O entendimento do ministro peca por razões de ordem lógica. É claro que nem todos os policiais agem de forma correta, do mesmo modo que nem todo magistrado ou membro do Ministério Público também o fazem. O que não se faz possível é transformar a regra em exceção, partindo-se do pressuposto de que toda pessoa não presta e que os bons são a minoria ou mesmo inexistem.

O agente de segurança pública presta o compromisso de dizer a verdade, sob pena de processo criminal e até mesmo perda do cargo (artigo 203 do CPP), ao passo que os acusados e investigados, bem como seus familiares, podem mentir à vontade. Os primeiros por terem o direito constitucional de não se autoincriminarem (artigo 5º, LXIII, da CF) e os outros por poderem até mesmo se negar a depor em razão do parentesco, e, mesmo que deponham, não prestam o compromisso de dizer a verdade (artigos 206 e 208 do CPP).

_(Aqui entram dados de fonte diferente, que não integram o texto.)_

PR #6865, opened 2023-08-17
Add `Model.to_graphviz` shortcut

### LINKED ISSUE #6794: Add `graphviz` method to `Model`
### Description

I think this is used so often that it's worthwhile offering as a method from the Model class. WDYT?

juanitorduz:
Closes https://github.com/pymc-devs/pymc/issues/6794

----
:books: Documentation preview :books:: https://pymc--6865.org.readthedocs.build/en/6865/

### DIFF
--- a/pymc/model.py
+++ b/pymc/model.py
@@ -1922,7 +1922,7 @@ class Model(WithMemoization, metaclass=ContextMeta):
 
                 obs = Normal("obs", theta, sigma=sigma, observed=y)
 
-            model_to_graphviz(schools)
+            schools.graphviz()
         """
         return model_to_graphviz(model=self, var_names=var_names, formatting=formatting)
 
@@ -1969,7 +1969,7 @@ class Model(WithMemoization, metaclass=ContextMeta):
 
                 obs = Normal("obs", theta, sigma=sigma, observed=y)
 
-            model_to_networkx(schools)
+            schools.networkx()
         """
         return model_to_networkx(model=self, var_names=var_names, formatting=formatting)
 
--- a/pymc/model.py
+++ b/pymc/model.py
@@ -1924,7 +1924,7 @@ class Model(WithMemoization, metaclass=ContextMeta):
 
                 obs = Normal("obs", theta, sigma=sigma, observed=y)
 
-            schools.graphviz()
+            schools.to_graphviz()
         """
         return model_to_graphviz(model=self, var_names=var_names, formatting=formatting)
 
--- a/pymc/model.py
+++ b/pymc/model.py
@@ -66,7 +66,7 @@ from pymc.exceptions import (
 from pymc.initial_point import make_initial_point_fn
 from pymc.logprob.basic import transformed_conditional_logp
 from pymc.logprob.utils import ParameterValueError
-from pymc.model_graph import VarName, model_to_graphviz, model_to_networkx
+from pymc.model_graph import VarName, model_to_graphviz
 from pymc.pytensorf import (
     PointFunc,
     SeedSequenceSeed,
@@ -1925,53 +1925,6 @@ class Model(WithMemoization, metaclass=ContextMeta):
             schools.graphviz()
         """
         return model_to_graphviz(model=self, var_names=var_names, formatting=formatting)
-
-    def networkx(self, *, var_names: Optional[Iterable[VarName]] = None, formatting: str = "plain"):
-        """Produce a networkx Digraph from a PyMC model.
-
-        Requires networkx, which may be installed most easily with::
-
-            conda install networkx
-
-        Alternatively, you may install using pip with::
-
-            pip install networkx
-
-        See https://networkx.org/documentation/stable/ for more information.
-
-        Parameters
-        ----------
-        var_names : iterable of str, optional
-            Subset of variables to be plotted that identify a subgraph with respect to the entire model graph
-        formatting : str, optional
-            one of { "plain" }
-
-        Examples
-        --------
-        How to plot the graph of the model.
-
-        .. code-block:: python
-
-            import numpy as np
-            from pymc import HalfCauchy, Model, Normal, model_to_networkx
-
-            J = 8
-            y = np.array([28, 8, -3, 7, -1, 1, 18, 12])
-            sigma = np.array([15, 10, 16, 11, 9, 11, 10, 18])
-
-            with Model() as schools:
-
-                eta = Normal("eta", 0, 1, shape=J)
-                mu = Normal("mu", 0, sigma=1e6)
-                tau = HalfCauchy("tau", 25)
-
-                theta = mu + tau * eta
-
-                obs = Normal("obs", theta, sigma=sigma, observed=y)
-
-            schools.networkx()
-        """
-        return model_to_networkx(model=self, var_names=var_names, formatting=formatting)
 
 
 # this is really disgusting, but it breaks a self-loop: I can't pass Model
--- a/pymc/model.py
+++ b/pymc/model.py
@@ -24,6 +24,7 @@ from typing import (
     Any,
     Callable,
     Dict,
+    Iterable,
     List,
     Literal,
     Optional,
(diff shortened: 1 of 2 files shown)


pymc/model.py
```diff
@@ -1879,6 +1881,98 @@ def debug_parameters(rv):
         elif not verbose:
             print_("You can set `verbose=True` for more details")
 
+    def graphviz(self, *, var_names: Optional[Iterable[VarName]] = None, formatting: str = "plain"):
+        """Produce a graphviz Digraph from a PyMC model.
```
juanitorduz, line 1887: I took the docstrings from original methods. Is this enough?

tests/test_model.py
```diff
@@ -1653,3 +1654,26 @@ def test_model_logp_fast_compile():
...
+            obs = pm.Normal("obs", theta, sigma=sigma, observed=y)
+        return schools
+
+    def test_graphviz(self) -> None:
+        model = self.school_model()
+        assert model.graphviz()
+
+    def test_networkx(self) -> None:
+        model = self.school_model()
+        model_to_networkx(model=model) == model.networkx()
```
juanitorduz: What should I test so that it is not redundant with respect to the `model_graph` tests?

pymc/model.py
```diff
@@ -1879,6 +1881,98 @@ def debug_parameters(rv):
...
+
+                eta = Normal("eta", 0, 1, shape=J)
+                mu = Normal("mu", 0, sigma=1e6)
+                tau = HalfCauchy("tau", 25)
+
+                theta = mu + tau * eta
+
+                obs = Normal("obs", theta, sigma=sigma, observed=y)
+
+            model_to_graphviz(schools)
```
ricardoV94: Probably better to show the use as a method?

pymc/model.py
```diff
@@ -1879,6 +1881,98 @@ def debug_parameters(rv):
...
+        """
+        return model_to_graphviz(model=self, var_names=var_names, formatting=formatting)
+
+    def networkx(self, *, var_names: Optional[Iterable[VarName]] = None, formatting: str = "plain"):
```
ricardoV94: Maybe this one isn't used enough to justify the shortcut method?

juanitorduz: Just for the sake of completeness? (I do not have a strong opinion).

pymc/model.py
juanitorduz: Indeed! Fixed in https://github.com/pymc-devs/pymc/pull/6865/commits/576d916eb0c28cce768ca376e8ddae5c8100489d

pymc/model.py
ricardoV94: Too many methods hurt discoverability

juanitorduz: True. ok ! I will remove it

juanitorduz: Removed in https://github.com/pymc-devs/pymc/pull/6865/commits/0457a3480573913b78969cc7f44f503e5ee4bcba

tests/test_model.py
```diff
@@ -1653,3 +1654,22 @@ def test_model_logp_fast_compile():
...
+            eta = pm.Normal("eta", 0, 1, shape=J)
+            mu = pm.Normal("mu", 0, sigma=1e6)
+            tau = pm.HalfCauchy("tau", 25)
+            theta = mu + tau * eta
+            obs = pm.Normal("obs", theta, sigma=sigma, observed=y)
+        return schools
+
+    def test_graphviz(self) -> None:
+        model = self.school_model()
+        assert model.graphviz()
```
ricardoV94: Can the output be compared by equality to what is returned when calling `model_graphviz(model)`?

juanitorduz: I tried the simple `assert pm.model_graph_model_to_graphviz(model) == model.graphviz()` but this failed because probably there is no default how to compare the output graphs. I will investigate.

juanitorduz: Addressed in https://github.com/pymc-devs/pymc/pull/6865/commits/3c252d02520949546b5ef4793a258cc9a2fb54ff

tests/test_model.py
```diff
@@ -1653,3 +1654,32 @@ def test_model_logp_fast_compile():
...
+            eta = pm.Normal("eta", 0, 1, dims="school")
+            mu = pm.Normal("mu", 0, sigma=1e6)
+            tau = pm.HalfCauchy("tau", 25)
+            theta = mu + tau * eta
+            pm.Normal("obs", theta, sigma=sigma, observed=y, dims="school")
+        return schools
+
+    def test_graphviz(self) -> None:
+        model = self.school_model(J=8)
+        g_actual = model.graphviz()
```
michaelosthege: Technically, one could use patch/mock and only assert that everything was forwarded to the underlying `model_to_graphviz` function

michaelosthege (commented):
I would prefer the `to_graphviz` prefix - not only to align with the original functions, but also to make it more discoverable with other (future) conversion methods. Thinking of `to_networkx`..

tests/test_model.py
juanitorduz: I added such mock in https://github.com/pymc-devs/pymc/pull/6865/commits/ec02a583a97c7b0fff1c74a6452e5d9ffc682df8 . Open for feedback regarding the tests we cactually need and which ones we can delete

tests/test_model.py
```diff
@@ -1653,3 +1656,43 @@ def test_model_logp_fast_compile():
...
+        assert g_actual.body == g_expected.body
+        assert g_actual.source == g_expected.source
+
+    def test_graphviz_different_models(self) -> None:
+        model_1 = self.school_model(J=8)
+        model_2 = self.school_model(J=5)
+        g_1 = model_1.to_graphviz()
+        g_2 = model_2.to_graphviz()
+        assert g_1.body != g_2.body
+        assert g_1.source != g_2.source
```
michaelosthege:
```suggestion
            )
```

IMO the mocked test is sufficient. For the other tests to catch something that's not already caught by existing tests one would have to actively sabotage the new method

michaelosthege (approved):

tests/test_model.py
juanitorduz: ok! I'll do so thanks!

pymc/model.py
```diff
@@ -1879,6 +1881,53 @@ def debug_parameters(rv):
         elif not verbose:
             print_("You can set `verbose=True` for more details")
 
+    def to_graphviz(
```
twiecki, line 1884: should we call this graphviz? who cares what tool is being used under the hood?

twiecki: Maybe `plot_graph()`?

juanitorduz: We do have the function `model_to_networkx` so `graphviz` is not the only option ¯\\_(ツ)_/¯

twiecki:
We still need the string so that this shows up in the release notes.

pymc/model.py
```diff
@@ -1879,6 +1881,53 @@ def debug_parameters(rv):
...
+
+                eta = Normal("eta", 0, 1, shape=J)
+                mu = Normal("mu", 0, sigma=1e6)
+                tau = HalfCauchy("tau", 25)
+
+                theta = mu + tau * eta
+
+                obs = Normal("obs", theta, sigma=sigma, observed=y)
+
+            schools.graphviz()
```
```suggestion
            schools.to_graphviz()
```

ricardoV94 (changes requested):

ricardoV94:
> We still need the string so that this shows up in the release notes.

What do you mean? The PR title is all that's needed. Then the label determines in which section it shows up.

Armavica:
I was using this today, I forgot how it worked and all the explanations assume that people use notebooks: would it make sense to add a return type (`str`) to the function, and explain somewhere that outside of a notebook, you would need to write this string to a file and call `dot` on it?

ricardoV94 (approved):

ricardoV94:
> I was using this today, I forgot how it worked and all the explanations assume that people use notebooks: would it make sense to add a return type (`str`) to the function, and explain somewhere that outside of a notebook, you would need to write this string to a file and call `dot` on it?

Do you mind opening an issue for that? I don't think it should block this issue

A diferença entre a fidedignidade do depoimento do policial, do réu e de seus familiares é marcante, não havendo como negar.

Primeiro, o STJ praticamente impede o ingresso na residência de um suspeito sem ordem judicial, que sabemos que em muitos casos sua demora impediria a produção da prova, que teria ido literalmente para o esgoto. Depois, limitou sobremaneira as revistas pessoais, exceto quando praticamente houver o flagrante delito, quase dando salvo conduto para assaltos, tráfico de drogas, receptação, porte ilegal de arma de fogo e outros delitos que atormentam a vida do cidadão e trazem pânico em algumas regiões das médias e grandes cidades.

Posteriormente, proibiu as guardas municipais de atuar no patrulhamento preventivo, salvo em defesa dos próprios municipais, mesmo naquelas cidades em que o policiamento realizado pela Polícia Militar é insuficiente ou até inexistente. Agora, ao menos um ministro, posto que o julgamento não está encerrado, levanta a inusitada ideia de dar presunção de falsidade e ilegitimidade ao depoimento do policial, que, para ter valia, será necessária a filmagem de toda abordagem, revista e operação, o que é impossível de ocorrer em todas as unidades da Federação por absoluta falta de estrutura, de meios e de dinheiro.

A verdade é que o sistema de segurança pública e processual penal está sendo de tal modo desfigurado, que em pouco tempo praticamente será impossível apurar infrações penais e, quando isso ocorrer, obter a condenação.

Por outro lado, mesmo que obtida a condenação e imposta pena de prisão (só para os crimes mais graves ou para os que teimam em delinquir), o sistema de execução penal possui tantos benefícios que a pena imposta será reduzida à metade ou mais e logo o sentenciado estará nas ruas sem que lhe tenha sido ministrada a terapêutica penal de forma adequada.

Direito penal simbólico não intimida e nem previne a prática de infrações penais, pelo contrário, estimula-as.

Tristes dias para o direito em que o crime, a cada momento que passa, mais compensa.